Physicochemical properties of the peptides identified in mung bean seeds and sprouts. Bars with different letters for each abscissa differ significantly (P < 0.05)

A Venn diagram of the peptides determined in the mung bean seeds and sprouts is shown in Fig. 7a. There were 1093 consensus peptides present in these two samples. Besides, there were 569 and 702 peptides specific to mung bean seeds and sprouts, respectively, which intuitively reflected the significant impact of germination on the peptide profile of mung beans. A total of 76 potential bioactive peptides screened is shown in Additional file 3: Table S3. There were 44 and 59 potential bioactive peptides present in mung bean seeds and sprouts, respectively. Their potential bioactive peptides accounted for 2.38% and 2.25% of the total peptide intensity in the respective samples. The peptide concentration in mung bean seeds and sprouts was 2.64 and 4.53 mg/mL, respectively. Therefore, we deduced that there were more bioactive peptides in mung bean sprouts than mung bean seeds, which could explain the more obvious biological activity of the mung bean sprouts after germination [13]. There were 27 consensus potential bioactive peptides present in these two samples, and there were 17 and 32 potential bioactive peptides specific to mung bean seeds and sprouts, respectively (Fig. 7b). Although the bioactivities of these peptides have not been confirmed, they provide directions for the screening and identification of mung bean bioactive peptides.

Fig. 7
figure 7

Venn diagram of peptides and potential bioactive peptides in mung bean seeds and sprouts

Conclusion

In this study, quantitative proteomic and peptidomic analyses have provided novel molecular insights into the proteomic and peptidomic patterns of mung bean seeds and sprouts. Quantitative evidence revealed 111 proteins upregulated and 149 proteins downregulated during mung bean seed germination. Bioinformatics analysis indicated that the majority of them belonged to the cell part, cell, and intracellular compartments with binding and catalytic activities, which primarily involved in the metabolic process and cellular process.
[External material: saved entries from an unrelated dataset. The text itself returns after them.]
PR #1401, opened 2025-02-19
Draft HardForks.md

nfrisby:
A document discussing how the node (mostly Ledger and Consensus) handle hard forks.

This is part of my going effort to justify simplifying the HFC and might also be useful for deriving some of the Cardano Blueprint.


nfrisby:
Rendered: https://github.com/IntersectMBO/ouroboros-consensus/blob/nfrisby/doc-triggers/docs/website/contents/for-developers/HardForks.md

docs/website/contents/for-developers/HardForks.md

The results further confirmed that seed germination is mainly accompanied by the activation of metabolic processes and the reorganization of cellular structure. Several proteins, especially the LEA protein family and biotin-containing proteins, decreased significantly during germination, which was associated with their prevention of water stress and seed dehydration. Both the types and concentration of peptides increased after germination. Seventy-six potential bioactive peptides were screened based on the in silico analysis, and the content of bioactive peptides in mung bean sprouts was deduced to be higher than that in mung bean seeds. The proteomic and peptide profiles obtained in this study could promote a better understanding of the nutrition of mung bean seeds and sprouts, and provide comprehensive insights into the various mechanisms of germination in mung bean. Further researches will be required to confirm the bioactivities of these potential peptides in vitro and in vivo.